The simulations used data from 2019 as the basis for setting simulation parameters. Like we've done before, we ran simulations for our interventions affecting user activation (editing within 24 hours after registrations), and user retention (editing on days 1–15, holding activation constant). As mentioned above, we simulate different amounts of effect size: +10%, +5%, and +2%. These are effect sizes, so for example +10% means that activation increases from 30% to 33%, and so on.

The code, datasets, simulation parameters, and graphs can all be found in this GitHub repository.

Activation results:

For activation, we simulate experiments running from 7 (one week) to 84 days (twelve weeks) in weekly increments.

10% effect on activation:

activation_power_analysis_10perc.png (1×2 px, 173 KB)

5% effect on activation:

activation_power_analysis_5perc.png (1×2 px, 205 KB)

2% effect on activation:

activation_power_analysis_2perc.png (1×2 px, 280 KB)

Summary: The results for 10% effect size shows that all scenarios gives us a lot of statistical power. With our current set of target wikis, we're at >= 90% statistical power (the typical target used in analysis) after 2 weeks. The results for 5% effect size are perhaps more interesting, where with our target wikis it takes us 5–6 weeks to reach 90% power. Adding French Wikipedia, we get there in 2, comfortably in 4. Lastly, we see that for 2% effect size, we can now reach 90% power in 12 weeks by adding French Wikipedia, or in 6–8 weeks by adding all 16.

Retention results:

For retention, we simulate experiments running from 1 to 6 months, in half-month increments. Note that in these simulations we hold activation constant, meaning that we assume that the intervention only has a positive effect on retention. If it also has a positive effect on activation, then our statistical power will be higher than the simulation suggests.

10% effect on retention:

retention_power_analysis_10perc.png (1×2 px, 180 KB)

5% effect on retention:

retention_power_analysis_5perc.png (1×2 px, 236 KB)

2% effect on retention:

retention_power_analysis_2perc.png (1×2 px, 265 KB)

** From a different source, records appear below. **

PR #1381, opened 2016-12-20
Fixed pom for docs

JamesDrummond:
This PR is dependent on https://github.com/eclipse/che/pull/3443 before merge. Line 52 will change to master. This maven build is dependent on host having docker installed.

### DIFF
--- a/docs/pom.xml
+++ b/docs/pom.xml
@@ -40,11 +40,96 @@
                         </goals>
                         <configuration>
                             <target>
-                                <exec dir="${project.basedir}" executable="jekyll" failonerror="true">
-                                    <arg value="build" />
-                                    <arg value="--config" />
-                                    <arg value="assembly/build_war.yml" />
+                                <available file="${project.build.directory}/che-repo" property="cheRepoExists" type="dir"/>
+                                <mkdir dir="${project.build.directory}/che-repo"/>
+                                <exec dir="${project.basedir}" executable="docker" failonerror="true">
+                                    <arg value="run" />
+                                    <arg value="--name" />
+                                    <arg value="jekyll_git_che" />
+                                    <arg value="jekyll/jekyll" />
+                                    <arg value="sh" />
+                                    <arg value="-c" />
+                                    <arg value="cd /srv/jekyll/ ; git init ; git remote add -t add-docs-images -f origin https://github.com/eclipse/che.git ; git checkout add-docs-images" />
+                                </exec>                                
+                                <exec dir="${project.basedir}" executable="docker" failonerror="true">
+                                    <arg value="cp" />
+                                    <arg value="jekyll_git_che:/srv/jekyll/" />
+                                    <arg value="${project.build.directory}/che-repo" />
                                 </exec>
+                                <exec dir="${project.basedir}" executable="docker" failonerror="true">
+                                    <arg value="rm" />
+                                    <arg value="-f" />
+                                    <arg value="jekyll_git_che" />
+                                </exec>
+                                <exec dir="${project.build.directory}" executable="docker" failonerror="true">
+                                    <arg value="run" />
+                                    <arg value="-d" />
+                                    <arg value="--name" />
+                                    <arg value="jekyll-war-build" />
+                                    <arg value="jekyll/jekyll" />
+                                    <arg value="tail" />
+                                    <arg value="-f" />
+                                    <arg value="/dev/null" />
+                                </exec>
+                                <exec dir="${project.build.directory}" executable="docker" failonerror="true">
+                                    <arg value="cp" />
+                                    <arg value="${project.basedir}" />
+                                    <arg value="jekyll-war-build:/tmp" />
+                                </exec>
+                                <exec dir="${project.build.directory}" executable="docker" failonerror="true">
+                                    <arg value="exec" />
+                                    <arg value="jekyll-war-build" />
+                                    <arg value="sh" />
+                                    <arg value="-c" />
+                                    <arg value="mv /tmp/docs/* /srv/jekyll/" />
+                                </exec>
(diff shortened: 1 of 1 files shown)


docs/pom.xml
```diff
@@ -40,11 +40,96 @@
                         </goals>
                         <configuration>
                             <target>
-                                <exec dir="${project.basedir}" executable="jekyll" failonerror="true">
+                                <available file="${project.build.directory}/che-repo" property="cheRepoExists" type="dir"/>
```
benoitf: is that requirement of docker is ok ? how do you manage codenvy in codenvy ?

docs/pom.xml
```diff
@@ -40,11 +40,96 @@
...
+                                <mkdir dir="${project.build.directory}/che-repo"/>
+                                <exec dir="${project.basedir}" executable="docker" failonerror="true">
+                                    <arg value="run" />
+                                    <arg value="--name" />
+                                    <arg value="jekyll_git_che" />
+                                    <arg value="jekyll/jekyll" />
+                                    <arg value="sh" />
+                                    <arg value="-c" />
+                                    <arg value="cd /srv/jekyll/ ; git init ; git remote add -t add-docs-images -f origin https://github.com/eclipse/che.git ; git checkout add-docs-images" />
```
benoitf: version of che should be specified.
It's useful when we have to perform bugfixes release because in that case we don't use master branch of che inside codenvy

docs/pom.xml
```diff
@@ -40,11 +40,96 @@
...
+                                    <arg value="${project.build.directory}" />
+                                </exec>
+                                <exec dir="${project.basedir}" executable="docker" failonerror="true">
+                                    <arg value="rm" />
+                                    <arg value="-f" />
+                                    <arg value="jekyll-war-build" />
+                                </exec>
+                                <delete file="${project.build.directory}/_site/feed.xml" />
+                                <delete file="${project.build.directory}/_site/feed.xslt.xml" />
+                                <delete file="${project.build.directory}/_site/sitemap.xml" />
```
benoitf: Instead of launching 15 times the docker container, I think we should give a shell script to docker container and only run once
Also docker run command should be using --rm flag no ? as it will end with several non-cleaned containers

docs/pom.xml
```diff
@@ -57,7 +142,7 @@
                     <failOnMissingWebXml>false</failOnMissingWebXml>
                     <webResources>
                         <resource>
-                            <directory>target/_site/docs</directory>
+                            <directory>${project.build.directory}/_site</directory>
```
benoitf: generation of the site should happen in the target folder.
So all generated stuff is removed when we call `mvn clean` else, it will mix source code and generated code in the current folder

docs/pom.xml
benoitf: also sparse checkout could be done to only keep docs folder

JamesDrummond: So I would use project.version of the pom.xml file or nightly?

docs/pom.xml
benoitf: Ok but codenvy.io ?

docs/pom.xml
JamesDrummond: Yes that is a great idea to write an external script. Originally I was worried this wouldn't be acceptable.

The --rm I don't think can be used as I need to run `cp` and `exec` on the running command from "host". We could use `tail -f /dev/null` but won't that block `--rm` from being used?

docs/pom.xml
benoitf: yes but as said it would be a lot more compliant to use maven artifacts instead of doing some clone operations.  
It simplify dependencies as it's a feature natively provided by maven

docs/pom.xml
JamesDrummond: @benoitf I think this is what I have done. I will change any `exec dir="${project.basedir}"` to `exec dir="${project.build.directory}"` to ensure this. Docker commands do no use `volumes` but uses instead `cp` so there is no chance for it to write to ${project.basedir}.

benoitf: Ok

docs/pom.xml
benoitf: I just think that 10 commands are overkill no ? And at the end all docker containers should be removed

docs/pom.xml
JamesDrummond: @benoitf How would I know to clone a branch of che versus using master which is needed for nightly builds. If I find "-SNAPSHOT" in the project.version I use nightly and if it is not there then use project.version to checkout that tagged release of che? How do I find sha1 for a certain tagged release? `git checkout <sha1 rev>`

docs/pom.xml
JamesDrummond: You cannot build in codenvy.io unless you port bind an external docker daemon to the workspace machine.

docs/pom.xml
benoitf: Because it seems it's reinventing the wheel that something that is provided by maven
With maven, che repository could produce maven artifacts that could be used in codenvy ( or any other repository based on maven ( including artik, etc.) 
So, no need to parse sha-1, no need to clone repositories, no need to know the branch name, etc it's done by maven

docs/pom.xml
JamesDrummond: Binding external docker daemons is something I would like to look into next quarter. There are many users that want to use docker in the workspace machine. It would be part of the CLI like che-mount utility. Most docker daemons use docker.sock though which I cannot mount inside a workspace machine. This requires some investigation. 

I would like to actually end up with the host providing their own external docker daemon automatically. Either secure a dind container or provide a VM with docker daemon. This requires additional investigation though.

JamesDrummond:
Will not be merged.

Summary: For 10% effect size, we see that with our current set of target wikis we reach 90% statistical power in 2 months. The current set of 8 wikis gets us there a couple of weeks earlier, and adding French gets us there in a month. The 5% effect size results are again perhaps more interesting, With our target wikis, we can reach statistical power for that effect size in 6 months. Using all our current 8 wikis possibly gets us there a month sooner. Adding a large wiki like the French gives us the ability to do it in 3 months, and we can also see that additional wikis are better as all 16 likely reaches that mark in 1.5 months (and definitely in 2). Detecting a 2% increase in retention continues to be impossible in either scenario, though.

TL;DR:

Adding French Wikipedia has a large and positive influence on our statistical power, for example by enabling us to detect 5% increase in retention in 3 months. If we add all 16 proposed wikis, we're able to detect 2% increases in activation in the same timeframe. A 2% change in retention continues to be impossible to detect.

@MMiller_WMF : Have a look at the graphs and the summaries, and let me know what questions these leave you with.

@nettrom_WMF -- thank you. This has helped us refine our data retention plans.